- The problem
When the line containing "(diff shortened: 1 of 50 files shown)" is found in the data below, copy it and each line after it through the line containing "Fair enough. I", exactly and with no others.

Stored items:
------------------------------

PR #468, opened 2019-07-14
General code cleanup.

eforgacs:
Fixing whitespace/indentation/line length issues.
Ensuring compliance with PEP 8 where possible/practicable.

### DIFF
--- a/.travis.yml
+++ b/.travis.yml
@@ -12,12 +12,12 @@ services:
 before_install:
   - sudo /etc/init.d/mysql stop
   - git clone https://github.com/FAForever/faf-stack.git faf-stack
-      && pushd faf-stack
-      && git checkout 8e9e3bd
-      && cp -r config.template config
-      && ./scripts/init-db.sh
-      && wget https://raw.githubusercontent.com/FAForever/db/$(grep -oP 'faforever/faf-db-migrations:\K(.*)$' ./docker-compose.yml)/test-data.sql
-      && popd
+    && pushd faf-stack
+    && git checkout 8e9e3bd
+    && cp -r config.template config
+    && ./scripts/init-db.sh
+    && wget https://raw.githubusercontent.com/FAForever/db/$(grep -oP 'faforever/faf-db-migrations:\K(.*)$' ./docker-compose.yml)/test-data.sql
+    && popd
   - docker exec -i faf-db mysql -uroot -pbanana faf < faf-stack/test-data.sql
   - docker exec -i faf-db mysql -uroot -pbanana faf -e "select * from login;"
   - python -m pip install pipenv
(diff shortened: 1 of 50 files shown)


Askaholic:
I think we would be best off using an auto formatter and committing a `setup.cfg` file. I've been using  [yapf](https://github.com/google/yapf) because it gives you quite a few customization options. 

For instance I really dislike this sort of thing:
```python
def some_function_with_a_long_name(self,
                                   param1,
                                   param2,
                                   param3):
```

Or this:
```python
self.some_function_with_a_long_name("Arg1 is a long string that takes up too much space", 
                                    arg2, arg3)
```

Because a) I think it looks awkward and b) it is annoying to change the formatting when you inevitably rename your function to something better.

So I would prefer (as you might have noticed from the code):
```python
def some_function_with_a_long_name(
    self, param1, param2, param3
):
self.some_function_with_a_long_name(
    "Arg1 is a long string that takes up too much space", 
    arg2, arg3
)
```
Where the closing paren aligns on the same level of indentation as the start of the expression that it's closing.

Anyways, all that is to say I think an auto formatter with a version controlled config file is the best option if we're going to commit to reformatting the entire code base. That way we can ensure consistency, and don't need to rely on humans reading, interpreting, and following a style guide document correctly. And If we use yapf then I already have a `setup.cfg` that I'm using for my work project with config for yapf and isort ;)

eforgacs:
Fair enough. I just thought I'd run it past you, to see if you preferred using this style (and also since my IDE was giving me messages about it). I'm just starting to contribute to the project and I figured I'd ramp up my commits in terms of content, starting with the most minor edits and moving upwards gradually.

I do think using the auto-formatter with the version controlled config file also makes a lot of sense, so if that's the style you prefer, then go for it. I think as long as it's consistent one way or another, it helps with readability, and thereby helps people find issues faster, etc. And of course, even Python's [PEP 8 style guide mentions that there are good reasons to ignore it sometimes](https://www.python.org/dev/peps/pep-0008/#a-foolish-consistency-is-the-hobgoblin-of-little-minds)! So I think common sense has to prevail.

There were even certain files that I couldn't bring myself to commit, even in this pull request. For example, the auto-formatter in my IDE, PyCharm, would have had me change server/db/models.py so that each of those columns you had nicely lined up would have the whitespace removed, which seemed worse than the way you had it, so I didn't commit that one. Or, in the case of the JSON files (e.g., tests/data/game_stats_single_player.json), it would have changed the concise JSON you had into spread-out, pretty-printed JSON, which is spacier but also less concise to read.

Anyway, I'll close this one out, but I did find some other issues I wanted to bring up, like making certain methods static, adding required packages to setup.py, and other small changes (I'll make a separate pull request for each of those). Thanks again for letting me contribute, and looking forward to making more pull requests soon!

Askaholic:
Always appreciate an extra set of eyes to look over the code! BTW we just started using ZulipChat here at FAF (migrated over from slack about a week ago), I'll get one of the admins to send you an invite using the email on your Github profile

------------------------------

- Exercise output
(diff shortened: 1 of 50 files shown)


Askaholic:
I think we would be best off using an auto formatter and committing a `setup.cfg` file. I've been using  [yapf](https://github.com/google/yapf) because it gives you quite a few customization options. 

For instance I really dislike this sort of thing:
```python
def some_function_with_a_long_name(self,
                                   param1,
                                   param2,
                                   param3):
```

Or this:
```python
self.some_function_with_a_long_name("Arg1 is a long string that takes up too much space", 
                                    arg2, arg3)
```

Because a) I think it looks awkward and b) it is annoying to change the formatting when you inevitably rename your function to something better.

So I would prefer (as you might have noticed from the code):
```python
def some_function_with_a_long_name(
    self, param1, param2, param3
):
self.some_function_with_a_long_name(
    "Arg1 is a long string that takes up too much space", 
    arg2, arg3
)
```
Where the closing paren aligns on the same level of indentation as the start of the expression that it's closing.

Anyways, all that is to say I think an auto formatter with a version controlled config file is the best option if we're going to commit to reformatting the entire code base. That way we can ensure consistency, and don't need to rely on humans reading, interpreting, and following a style guide document correctly. And If we use yapf then I already have a `setup.cfg` that I'm using for my work project with config for yapf and isort ;)

eforgacs:
Fair enough. I just thought I'd run it past you, to see if you preferred using this style (and also since my IDE was giving me messages about it). I'm just starting to contribute to the project and I figured I'd ramp up my commits in terms of content, starting with the most minor edits and moving upwards gradually.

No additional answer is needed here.